- Title: ARGENTINA: Argentine cuts heating gas subsidies in bid to shore up govt finances
- Date: 27th March 2014
- Summary: BUENOS AIRES, ARGENTINA (MARCH 27, 2014) (REUTERS) (SOUNDBITE) (Spanish) ARGENTINE ECONOMY MINISTER AXEL KICILLOF, SAYING: "This won't be applied to industries, so as to continue with the national subsidy policy to support competition and production. We are going to monitor them, as the Argentine government and all Argentines, and make an effort to subsidize gas to specific industries so that they also meet the commitments they have with the national government and society. If their costs skyrocketed then, yes, they would lose the subsidy." VARIOUS OF MINISTERS LEAVING NEWS CONFERENCE AND PUBLIC APPLAUDING
- Embargoed: 11th April 2014 13:00
- Location: Argentina
- Country: Argentina
- Topics: General
- Reuters ID: LVADQF6CI9DKYAYBMZ1VIZHO84DQ
- Story Text: Argentina announced it will reduce the country's popular heating gas subsidies by 20 percent, a move aimed at shoring up strained government finances but that will put pressure on consumers already harried by one of the world's highest inflation rates.
On Thursday (March 27) Economy Minister Axel Kicillof said the money saved by the subsidy cut will go toward social spending.
Argentina's loose fiscal policy is the driving force behind consumer price increases estimated by private analysts at over 30 percent.

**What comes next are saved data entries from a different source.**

PR #96, opened 2020-11-18
Zop 505 fix modal style

daniel112:
**Ticket**: [issue_id](https://jira.simpleviewtools.com/browse/ZOP-505)
> Note: i rebased with michaels branch https://github.com/simpleviewinc/tap-events-force/pull/95 because of the group booking modal changes to avoid major conflicts

## Context

* We need to fix the styles for our modal now that we're using reactstrap modal

## Goal

* update the styling for the BaseModal and all other modals we're using so it looks like how it did before in terms of the **Body** and **Footer** content

## Updates

   * updated to take in `Body` and `Footer` prop as component
   * removed `Header` component and just use the `title` prop string as the header
   * removed any base styling, since evf can now control the styling fully

    * exported/renamed `GroupBooker` to `GroupBookerBody`
    * exported the `GroupBookerFooter`

* `src/components/modals/alert.js`
* `src/components/modals/groupBooking.js`
* `src/components/modals/presenterDetails.js`
* `src/components/modals/sessionDetailsModal.js`
   * updated to pass in `Body` and `Footer` component accordingly

* `src/mocks/eventsforce/evfModalBuilder.js`
    * added mock styling to the `headerModal` just so it looks good during development

* `src/theme/components/button/evfButton.js`
   * check icon was tiny. fixed it

* `src/theme/components/modals/*`
   * removed uneeded styles

* run `keg evf pack run package=docker.pkg.github.com/simpleviewinc/keg-packages/tap:zop-505-fix-modal-style`
* navigate to http://evf-zop-505-fix-modal-style.local.kegdev.xyz/
* Modals to test:
    * Filter
    * Presenter details
    * session details
    * group booking
    * alert (modify the `alert` prop through JSON editor)
* Verify that the `Body` and `Footer` styling looks better than how it currently is at https://simpleviewinc.github.io/keg-test-consumer/
     * no extra padding on the body and footer
     * Header text should be black and unstyled (we no longer manage the styling on the header)
     * there should no longer exist an `X` icon on the header (evf will manage this too)

### Check Icon
* Change `Booking State` to `select-single-check` > Apply Changes
* Verify that the check icon is not super tiny
    * should look like this [image](https://user-images.githubusercontent.com/3317835/99595298-b3f41480-29b1-11eb-99c7-2e229f191f05.png)


src/theme/components/modals/groupBookingModal.js
```diff
@@ -63,43 +54,36 @@ export const groupBookingModal = {
             },
           },
         },
-        bottomSection: {
+      },
```
lancetipton, line 57: Not sure where else this can go, but we should move the on `waiting list` text box to the right a bit. That way it's not right up on the Users name => http://snpy.in/trifLP
Needs a little space

lancetipton (commented):
Looks good. Just one minor style request

src/theme/components/modals/groupBookingModal.js
daniel112: sure i can add some padding

daniel112: added 10 paddingRight to the text. so it wraps sooner if its close
image

lancetipton: Fix looks great. Thank you sir

lancetipton (approved):
Looks good. Thanks

mpcarolin (approved):
Looks good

Factories will not be affected by the subsidy cut, which will be aimed at homes and commercial businesses, Kicillof said.
"Those users who reduce their consumption by 20 percent from one year to the next will not have their subsidies cut. And those who consume even less will be rewarded for responsible consumption," Kicillof said.
"This won't be applied to industries, so as to continue with the national subsidy policy to support competition and production. We are going to monitor them, as the Argentine government and all Argentines, and make an effort to subsidize gas to specific industries so that they also meet the commitments they have with the national government and society," he added.
Argentina's finances are feeling the strain of the country having been cut off from the international capital markets since its 2002 sovereign bond default.
Moody's Investors Service cut Argentina's government bond rating further into junk earlier this month, saying a sharp drop in central bank dollar reserves has raised concern about the country's ability to service its remaining foreign debt.
Reserves are down 33 percent over the last year to $27.1 billion.